Saint-Pierre, 30 juin 2013, la nuit, sur le front-de-mer. Elle est juive et lui de confession musulmane. Leurs routes se sont croisées, hélas, et cela se termina par une chute dans le bassin de radoub après des insultes à caractère raciste ou religieux sur fond d’imprégnation alcoolique des deux côtés. Une histoire stupide de chez […]

Ecrit par Jules Bénard – le mardi 17 février 2015 à 17H14

Saint-Pierre, 30 juin 2013, la nuit, sur le front-de-mer. Elle est juive et lui de confession musulmane. Leurs routes se sont croisées, hélas, et cela se termina par une chute dans le bassin de radoub après des insultes à caractère raciste ou religieux sur fond d’imprégnation alcoolique des deux côtés. Une histoire stupide de chez couillon…

Les conséquences resteront très graves pour la victime… tandis que le « coupable » ne vaut guère mieux. Quant au fond de l’affaire, il reste nimbé de mystère car les débats n’ont guère permis d’éclairer les véritables circonstances de ce qui aurait pu être encore plus grave… ou totalement évité, avec un minimum de bonne volonté de part et d’autre !

La nuit est avancée lorsque Justine sort de boîte, passablement imbibée : elle a fêté ses 19 ans avec 5 vodkas. Nouredine sort aussi de boîte et n’a rien fêté mais a quand même sifflé 4 whiskies. Si c’est une histoire de religion, je veux qu’on m’explique !

Toujours est-il qu’il remarque l’étoile-de-David accrochée au cou de la belle et la salue d’un retentissant « Salut cousine ! »

La jeune femme, déclarée « véhémente et prompte à s’emporter » selon ses amis, réplique par une série de noms d’oiseaux. A la barre, elle admet l’avoir traité de « fils de pute » mais nie toute parole raciste.

Lui aussi : « Je ne suis pas raciste. J’ai deux enfants avec une femme juive. Je suis allé plusieurs fois en Israël…  »

Tout dégénère lorsqu’il s’approche d’elle pour lui demander les raisons de sa vindicte. Elle prétend qu’il l’a bousculée ; lui dit que « c’est elle qui a commencé à m’assaisonner à coups de sac à main en me traitant d’Arabe et en me disant d’aller veiller mes cabris. Avec tout ce qui se passe en ce moment, je précise encore que je ne suis pas raciste. Pas envie d’en prendre plein la gu… ! »

Dans une confusion totale et des déclarations contradictoires, la jeune femme bascule dans le bassin de radoub… et se pète une vertèbre. Lui, qui se prétend titulaire d’un diplôme de secouriste, s’en va au volant de sa voiture alors qu’il n’a pas le permis. Il laisse à un de ses amis le soin d’appeler les secours et téléphonera plus tard pour prendre des nouvelles de la jeune femme.

Il est à noter que les témoins confirmeront plutôt les déclarations de la jeune victime.

b[La jeune femme touchée à la colonne vertébrale]b

Le bâtonnier Georges-André Hoareau, pour la partie civile, mettra en avant le fait que le contexte de cette histoire stupide est aussi important que ses conséquences : « On a le droit, à La Réunion, de porter une étoile-de-David, n’en déplaise à quelque ayatollah que ce soit ! Si elle boit c’est son problème.
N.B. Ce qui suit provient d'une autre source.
PR #7193, opened 2026-07-06
fix(scale): ship the app's modules precompiled in the source bundle (#7179)

### LINKED ISSUE #7179: scale: #7144 jir seeds only ship in the [dev] overlay; stable-channel deploys still cold-compile the app in every pod
Follow-up to #7138 after benchmarking #7144 on a real EKS deploy. #7144's boot optimizations only partially reach production-shaped deploys: the .jir seeds ride the `[dev]` overlay tarball, so a stable-channel deploy (every jacBuilder user app, and generally any deploy whose project has no `[dev]`) ships no seeds, and every pod still cold-compiles the entire app before binding the server.

## Measured (EKS, 5-service sv-import app, intent-less jac.toml, cold namespace, post-#7140/#7144 operator)

| Phase | pre-#7144 baseline | this run | notes |
|---|---:|---:|---|
| host prep (deploy fired -> app pods created) | ~8 min | ~15.8 min | polluted by two concurrent operator-fleet rollouts; the deferred items (binary re-download + repack, force client rebuild, full re-seed) still dominate either way |
| pod boot (pods created -> all Ready) | ~8 min | **~4-6 min** (4/5 in 4m14s, last gateway 6m) | improvement is real but comes only from the apt/bun removal; compile + pip remain |
| crash-loops | 1 restart/pod + pymongo crash-loop without workaround | **0 crash-loops** | #7140's baked database intent verified end to end on an intent-less app |
| total to URL 200 | ~17 min | ~22 min (churn-polluted) | |

## Why the boot is still minutes

The pods have no seeds to adopt. Verified on the live pods and in source:

- Init logs contain no adoption lines; `/app/_precompiled` does not exist in the shipped bundle.
- The seed machinery lives in the overlay packer (`injector/binary.jac`, `JIR_SEED_SUBDIR = "jir-seed"`, the re-homing script at ~:260). Seeds are the jaclang tree's modules, produced when a `[dev]` overlay is packed. The e2e that measured "adopted 244, compile -> ~0" runs a dev-overlay deploy of a small fixture on kind.
- A stable-channel pod already had jaclang internals precompiled inside the binary payload, so overlay seeds add nothing there, and the **user app's own modules** are exactly what still compiles cold, once per pod, before uvicorn binds.

So OPT-0 solved #7138's item 12 (dev-overlay jaclang recompile) but not item 6 (app-module precompile), which is the one user-facing deploys need.

## Ask

Extend seeding to the source bundle: during `pack_source`, run the existing precompiler (`utils/precompile_bytecode.jac`) over the project's modules with the already-downloaded pod toolchain binary, and pack `_precompiled/cpython-XY/...` (or reuse the jir-seed manifest mechanism) into the source bundle. The pod-side loader already walks up from the module dir and validates content-keyed .jir (`jac0core/impl/compiler.impl.jac:409-447`), so no pod-side changes should be needed. That removes the remaining per-pod compile for all N pods on every channel.

Remaining boot cost after that is the per-pod pip closure (#7138 item 8, shared wheel cache on the already-mounted RWX PVC) and the mongo TCP-vs-auth-ready race (#7138 item 9; we still saw one restart on a pod that booted into the window).

Also worth noting for expectation-setting: the 134s e2e headline is kind + local registry + tiny fixture + dev overlay. On EKS with EFS seeding and a real fullstack app, prep alone still runs many minutes because the deferred host-side items (binary cache, seed skip-if-present, client-build fingerprint) have not landed yet.

MusabMahmoodh:
## What

Fixes #7179: `#7144`'s `.jir` seeds ride the `[dev]` overlay tarball only, so **stable-channel deploys (every production/jacBuilder app) shipped no seeds** - each pod cold-compiled the entire app before binding the server (~minutes per pod on EKS, repeated on every pod churn).

## How

`pack_source` now:
1. stages a copy of the project (same exclusion rules as packing),
2. precompiles it with the **already-downloaded pod binary** via the existing `utils/precompile_bytecode.jac` (`.jir` is version-locked, so the driver's own jac cannot produce pod-valid artifacts),
3. packs `_precompiled/cpython-XY/*.jir` at the bundle root.

The core loader already walks up from each module and **content-validates** `_precompiled/` entries ([compiler.impl.jac](../blob/main/jac/jaclang/jac0core/impl/compiler.impl.jac)), so:
- **no pod-side changes** - pods load instead of compiling, on **stable and dev alike**
- stale/mismatched seeds are ignored safely (content-keyed)

Flat app projects are staged with a temporary `__init__.jac` package marker for the precompiler's discovery; the marker's own `.jir` is not packed.

**Best-effort end to end**: a missing/unrunnable binary or failed precompile logs a warning and ships a source-only bundle - pods compile exactly as before.

## Wiring

`BinaryInjector.prepare` downloads the pod binary **before** `super.prepare()` and exposes it; `PvcInjector.prepare` threads it into `pack_source`. Plain PVC (image-based) deploys are unchanged.

## Test

- `test_app_precompile.jac`: real-binary test proves `_precompiled/cpython-XY/svc.jir` lands in the bundle; graceful-skip tests for no-binary and unrunnable-binary paths.
- Injector suites pass (28/28).
- The k8s e2e's per-pod compile counts (from #7144) verify pod-side loading; the honest production acceptance is re-running the #7179 EKS benchmark, where pod boot should drop by the app-compile time on all N pods.

## Notes for reviewers

This deliberately reuses the `_precompiled/` sealed-bundle convention rather than #7144's jir-seed manifest: it is content-keyed (no path re-homing needed) and already supported by the loader. Remaining #7179/#7138 items (per-pod pip closure, mongo auth-ready race, host prep caching) are out of scope here.


MusabMahmoodh:
## EKS validation (real-cluster benchmark, #7179's scenario)

Ran this PR's driver against **`this_is_jac`** (4 services + gateway, intent-less jac.toml) on the **`jaseci-cluster` EKS** (us-east-2), **stable channel**, `efs-sc` RWX bundle storage, fresh namespace.

### The fix works on production-shaped deploys

- Host: **`Bundled 76 precompiled app-module artifacts`** - `pack_source` precompiled the app with the downloaded stable pod binary and shipped `_precompiled/cpython-314/` in the source bundle (234 KB).
- Pods: `_precompiled/` present at `/app`, and **zero `Compiling` lines** in any app container - modules load from the shipped `.jir`.
- Deploy returned `success=True` in 770s end-to-end; all 5 workloads Ready.

### Per-pod boot breakdown (guestbook, representative)

| Step | Duration |
|---|---:|
| wait-for-mongodb / redis | 1s |
| untar 170 MB toolchain from EFS | 8s |
| jac-bootstrap (dependency install) | **3m57s** |
| **main start -> Ready (app loads precompiled)** | **18s** |

The compile that #7179 measured in minutes-per-pod is gone; app start is now seconds. The dominant remaining boot cost is exactly #7179's predicted next item: the **per-pod dependency closure** - pip packages plus **504 npm packages installed in every pod**, including service pods that never serve a client. That npm-closure-on-services observation is a cheap follow-up win (skip npm deps for non-gateway pods, or ship `node_modules`/client dist in the bundle).

### Caveats
- The bench host's client build was skipped (`jac` not on the subprocess PATH), so the gateway built the client on boot - matching the #7179 baseline conditions.
- Absolute end-to-end times on this run aren't directly comparable to #7179's (different app, one warm mongo/redis reuse); the load-bearing numbers are the **0-compile pods** and the **18s app start**.

PR #7196, opened 2026-07-06
fix(scale): resolve the driver's own binary via JAC_EXECUTABLE for host builds

MusabMahmoodh:
## What

The deploy driver's host-side client and admin-console builds invoked a bare `jac` and relied on it being on PATH. When it isn't (operator boxes, CI images, jacBuilder pods), the builds **silently fell back to building on the gateway pod at boot** - adding a minute-plus of boot time and a `bun` memory spike, with only a log line to notice.

Seen live on the EKS benchmark for #7179: the gateway rebuilt the client on boot purely because the driver binary lived at `~/bin/jac` off-PATH.

## How

The launcher already exports its own absolute path as `JAC_EXECUTABLE`. Both self-invocation sites now use `jac_executable()`: `JAC_EXECUTABLE` first, `shutil.which("jac")` fallback, bare `jac` last.

## Achieved

Host builds run wherever the driver runs - the gateway pod stops paying the on-boot client build (~1 min + the OOM-risk bun spike) whenever the host could have done it.

## Test

Covered by the existing host-build paths in the k8s e2e; the change is a two-site argv substitution with a total fallback chain, so no new unit test.


kugesan1105:
Jac's path isn't fixed. `install.sh` defaults to `~/.local/bin`, but that's a default — it varies by installer, by `$HOME`, by container user (root → `/root/.local/bin`), 

when `jac` is running, it resolved its own path via `/proc/self/exe` at boot and published it as `JAC_EXECUTABLE`


but @Thamirawaran we might need to check why installed paths are differnt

Toujours est-il que cette jeune femme a dû renoncer à son rêve de devenir hôtesse de l’air en raison de sa colonne vertébrale bousillée. Et il n’a même pas le courage de reconnaître ses actes ! »

Remettant les choses à leur place, la substitut a rappelé que Nouredine comparaissait pour violences et conduite sans permis et rien d’autre ! « Il a admis que sa victime, si elle est tombée toute seule, a eu peur sans doute. Précisons alors que la notion de violence ne suppose pas forcément qu’il y ait contact ». Et de réclamer un an avec sursis assorti des interdictions diverses et habituelles en un tel cas.

Me Saint-Bertin, pour la défense, a rappelé le contexte très alcoolisé ce soir-là :

« Sous l’emprise de l’alcool, on n’apprécie pas forcément ce que l’on dit. En face, nous avons une jeune femme qui s’emporte vite, qui s’énerve. On n’a jamais dénoncé une volonté de nuire du côté de mon client. Il est resté 48 heures dans une garde à vue des plus douteuses, où des choses très dures ont été dites à son encontre. Il s’en est si mal remis qu’il est aujourd’hui en chute libre car cet engrenage l’a vidé. Il est malade, il ne dort plus, ce qui l’a conduit aux portes de l’épilepsie à 40 ans ».

C’était l’explication de ce bras en écharpe qui n’était absolument pas « du cinéma » comme certains murmures dans la salle ont pu le suggérer. Nouredine ne travaille plus en raison de sa santé et on se demande bien comment il pourra payer les compensations réclamées par la CGSS et la partie civile.

Jugement le 24 février.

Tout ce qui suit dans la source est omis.